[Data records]
PR #6750, opened 2016-10-13
Tag Iterators v0.2.0 [https://github.com/JuliaLang/Iterators.jl]

iamed2:
Performance improvements, support 0.5, drop 0.3.


Iterators/versions/0.2.0/requires
```diff
@@ -0,0 +1,2 @@
+julia 0.4
+Compat
```
iamed2: It turns out we didn't need Compat anymore at all, which made my job easier.

PR #6753, opened 2016-10-14
Register and tag ShowItLikeYouBuildIt

timholy:
This package allows one to simplify the `summary` of `AbstractArray` types, with the design of presenting type information via the sequence of commands one might use to construct such an object. Discussed in https://github.com/JuliaLang/julia/issues/18909.


timholy:
Seems like another bug in `check-pr`?

tkelman:
Looks that way. And not only affecting this PR. Worth throwing https://github.com/timholy/DebuggingUtilities.jl#test_showline at it to see where it's going wrong?

tkelman:
Hm, okay restarted and it went away. My current theory for what might be causing these is Travis getting outdated information when it fetches the merge commit. Will experiment with some debugging output in #6712 to try to substantiate that theory.

tkelman:
Should Compat be listed in `test/REQUIRE`, or is it not needed?

timholy:
Tagged a newer commit (see https://github.com/JuliaArrays/ShowItLikeYouBuildIt.jl/pull/1).

PR #6764, opened 2016-10-14
Tag RCall v0.6.0 [https://github.com/JuliaInterop/RCall.jl]

randy3k:
Update RCall to v0.5.3.


RCall/versions/0.5.3/requires
```diff
@@ -0,0 +1,7 @@
+julia 0.5
```
tkelman: since this is the first 0.5-only tag, it should use a new package minor version

randy3k:
Tag RCall v0.6.0 instead.

PR #6766, opened 2016-10-15
Tag ImageQuilting v0.4.0 [https://github.com/juliohm/ImageQuilting.jl]

juliohm:


tkelman:
Your optional dependencies in a try-catch interact poorly with precompilation. You should really be marking your package `__precompile__(false)` if you're going to put try-catches around optional dependencies.

juliohm:
Thank you @tkelman, I will fix the precompilation statement in a future patch release. Could you please merge the tag and elaborate on what mechanism would be better to solve optional dependencies?

tkelman:
Separating them into independent packages. Or disabling precompilation. Or ensuring they don't get loaded until run time, instead of module load time.

juliohm:
Ok, I will disable precompilation or try to load at runtime in a future patch. My colleagues at work are waiting for a working version of my package in Julia v0.5. I am involved with other responsabilities at the moment and cannot work on this fix now.

juliohm:
@tkelman could you please comment on the harm of having precompilation with optional dependencies like I am doing? What is the scenario in which precompilation fails?

tkelman:
when the set of available dependencies at precompilation time does not match the set available at runtime, you get either errors or missing functionality. that change in state does not propagate to the staleness check correctly.

juliohm:
@tkelman is there any plan to support optional dependencies in a robust way? The OpenCL packages are definitely a good use case, not everyone has a GPU to perform calculations and it is a pain to configure drivers for these devices. I definitively want to have this feature in my package, but I also like the idea of having everything precompiled once. It improves the user experience.

tkelman:
There's a ppan but it hasn't been inplementes yet. You could move the optional GPU components to a separate package and that would work now.

juliohm:
It is not easy to move the GPU components to a different package, at least I don't see how I would do it without major refactoring of the code. Could you please elaborate on how one would Pkg.add("separate") and get the functionality in package "original" affected? Is it through redefinition of methods with the import statement?

tkelman:
You could arrange things to pass a type representing the computation backend, with a default unspecified setting that gets determined by a runtime priority list. importing the gpu package could insert itself into that priority list.

juliohm:
Interesting, I will think about it, for now I will just disable precompilation.

PR #6955, opened 2016-11-04
Register AutoDiffSource [https://github.com/gaika/AutoDiffSource.jl.git] v0.0.1

gaika:


tkelman:
Looks good. How does this compare to the various other existing autodiff packages?

gaika:
https://github.com/JuliaDiff/ReverseDiffSource.jl is pretty close and has more features. This one is faster,  supports multiple return values, and since forward and backward passes are separate it can differentiate nested functions or be plugged in to your own gradient learning code with ease.

PR #6956, opened 2016-11-04
Pull request/cac954f6

danspielman:


tkelman:
The Travis failure is saying that the 0.0.2 sha doesn't match between the metadata tag here and the git tag in the repo.

PR #6959, opened 2016-11-05
Pull request/5a3ec5fe

montyvesselinov:
Various fixes and improvements


tkelman:
If Mads is going to import PkgDev (https://github.com/madsjulia/Mads.jl/blob/e14a05de4b7b5a659cbef50dd78328ff69a47656/src/MadsPublish.jl#L2), then it needs to depend on it in REQUIRE. Though since there are no versions of PkgDev that support Julia 0.4, that would require dropping 0.4 support (or making two branches, one for 0.4 and one for 0.5). Though the contents of the MadsPublish.jl file really shouldn't be a part of the package's computational API at all, rather it's just a convenience script that developers should include separately on their own.

RobustPmap/versions/0.1.10/requires
```diff
@@ -0,0 +1,2 @@
+julia 0.4
+JLD
```
tkelman: need to add `Compat 0.7.15` https://github.com/madsjulia/RobustPmap.jl/blob/2d350f47f7b622fe54b5d829abbf932e79576fd5/src/RobustPmap.jl#L35

montyvesselinov:
On Sat, Nov 5, 2016 at 8:38 PM, Tony Kelman <notifications@github.com>
wrote:

> Compat 0.7.15


Thank you very much! I added it.

-monty

tkelman:
closing this in favor of #6964

PR #6963, opened 2016-11-06
Fix SHA1s for DifferentialEquations.jl

ChrisRackauckas:
Let me start by saying that I realize this was a mistake and I don't know of a good way to backtrack.

DifferentialEquations.jl had balooned in size to 750MB due to animated gifs and Jupyter notebook files which were in the repository as documentation. So I looked up how to clear these files (since they are not part of the code, and are now available over at DiffEqTutorials, DiffEqBenchmarks, and DiffEqDocs) and successfully did so using BFG repo cleaner. However, soon after pushing this change, I realized that this changed the SHA1s on every tag commit, thus breaking compatibility with METADATA. I tried force pushing a previous clone but that did not fix the issue.

This PR fixes the SHA1s, fixing the issue.

I am sorry for the error. Since I was not touching any .jl file, I thought the cleaning would not change anything related to Julia (just the documentation). However, it's clear I was wrong and should've asked first.


tkelman:
> I tried force pushing a previous clone but that did not fix the issue.

It should have. What was wrong?

DifferentialEquations/versions/0.5.0/sha1
```diff
@@ -1 +1 @@
-eab10c60d3e81a0328c5fbbd4272d41df9ba57bb
+0f6830a7339e2e2634516ce7bac3f5f070cfb538
```
tkelman: considering https://github.com/JuliaDiffEq/DifferentialEquations.jl/commit/eab10c60d3e81a0328c5fbbd4272d41df9ba57bb looks fine on master, it appears the force pushing was fine, just your tags are wrong now since they're all from a different version of the history

ChrisRackauckas: Okay, I guess I tested too early. Now it all works: I just tried a brand new Julia installation and it installs/precompiles/works fine. I guess my last check was before the force push was complete and I freaked out because the clean install didn't work. So it looks like it's restored, but it's back up to 270MB. I will open up an issue to discuss this.

PR #6966, opened 2016-11-06
Viridis

tpoisot:
Viridis, Inferno, Plasma, and Magma colorscales for Gadfly


KristofferC:
What advantage does having Viridis as its own package as opposed to just a PR to Gadfly?

tpoisot:
@KristofferC modularity? Less burden of the Gadfly maintainer to maintain additional code?

KristofferC:
Having it in Gadfly would mean it would be tested continuously together with Gadfly instead of being liable to breaking / not working with the latest Gadfly version. For a small piece of code that is as tightly coupled to a package like this, my personal view is that it would be much better to live with the package that it actually enhances.

tpoisot:
I disagree -- the endgoal is to support other packages than gadfly.

lobingera:
I agree withTimothée that we need a modular solution for importing named colormaps (and the data).
(btw: that was the reason i started https://github.com/lobingera/ColorMaps.jl, which includes this data)

I disagree with Kristoffer that this is Gadfly/Compose centric and needs to be included there.

tkelman:
Should acknowledge the source and license of the data in your top-level license file in addition to in the code itself. Would also be good to write some actual tests and enable Travis CI.

tpoisot:
@tkelman is there a way to cleanly untag, or should I make a new tag with the tests?

tkelman:
A new tag would be fine

PR #6968, opened 2016-11-07
Register EzXML [https://github.com/bicycle1885/EzXML.jl.git]: v0.0.1

bicycle1885:
Another libxml2-based package with consistent APIs, automatic memory management, XPath support, etc.

https://github.com/bicycle1885/EzXML.jl


nalimilan:
Just curious, what's the difference with LightXML.jl? Could these packages be merged at some point, or should one replace the other?

bicycle1885:
There are many differences:
* Documents and XML trees will be garbage collected.
* Simpler types: `Document` and `Node` only.
* Attribute values can be accessed like a dictionary.
* Namespace support.
* XPath support.

Not sure whether people love EzXML.jl but I believe EzXML.jl will supersede LightXML.jl.

nalimilan:
OK, thanks. Then why not call it LibXML2.jl?

bicycle1885:
Because there is no reason to do so; EzXML.jl is not a legitimate successor of LightXML.jl and there is no shared code between them.

nalimilan:
Note I said LibXML2.jl, not LightXML2.jl. Using the name of the wrapped library is classic for Julia packages.

bicycle1885:
Ah, sorry. My eyes are slippy because it's already 7 p.m. here.
LibXML2 is okay, but I'm not willing to wrap all features of libxml2.

bicycle1885:
Ping. Is there any reason not to merge?

tkelman:
There is a pre-existing C library also called ezxml http://ezxml.sourceforge.net, might be a bit confusing that this is based on a different library?

bicycle1885:
Oh, no. I didn't realize it. Maybe I need to rename my package HardXML.jl or something. But the C library is not so common and looks almost abandoned (no updates for 5 years).

tkelman:
nevermind, should have checked the dates there

bicycle1885:
Thank you!

PR #6969, opened 2016-11-07

dysonance:
Still having to do this from the command line (PkgDev.publish still not working for me), so if any issues just let me know and I can jump on it.


tkelman:
It's discouraged to extend Base methods like `diff` on signatures where all the types are also from Base, as that can change the behavior of unrelated code depending on whether or not your package has been imported.

dysonance:
@tkelman Yeah I can see that. I will change it back. Should I go through the whole process of retagging and resubmitting the PR? Or is there a more efficient way of making that change?

tkelman:
You could either make it an 0.1.2 tag and add it to this branch with a new commit, or modify the existing 0.1.1 tag since it hasn't been published yet

dysonance:
@tkelman Did that do the trick?

tkelman:
yep, looks good

Temporal/versions/0.1.2/requires
```diff
@@ -0,0 +1,3 @@
+julia 0.5-
```
tkelman: ah but as soon as you don't need to support prereleases any more, would be good to drop the trailing dash here from REQUIRE - no rush at all though

nalimilan:
I've discovered these very interesting packages -- I was intrigued by the name Indicators.jl in the PR's title. I'd just like to point out that it would likely be easier to find if it's name was more explicit, like TimeSeriesIndicators.jl or FinancialIndicators.jl.

PR #6977, opened 2016-11-08
Tag HDF5 v0.6.7 [https://github.com/JuliaIO/HDF5.jl]

simonster:


simonster:
*sigh* this is why i try to avoid tagging packages

PR #6984, opened 2016-11-08
Tag MotoServer v0.2.0 [https://github.com/invenia/MotoServer.jl]

iamed2:
Adds do block syntax to get around https://github.com/JuliaLang/julia/issues/19258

__DIRECTIONS__: Read through the entries above and copy each line that has the string "make" in it.

__ANSWER SECTION__:
@tkelman is there a way to cleanly untag, or should I make a new tag with the tests?
You could either make it an 0.1.2 tag and add it to this branch with a new commit, or modify the existing 0.1.1 tag since it hasn't been published yet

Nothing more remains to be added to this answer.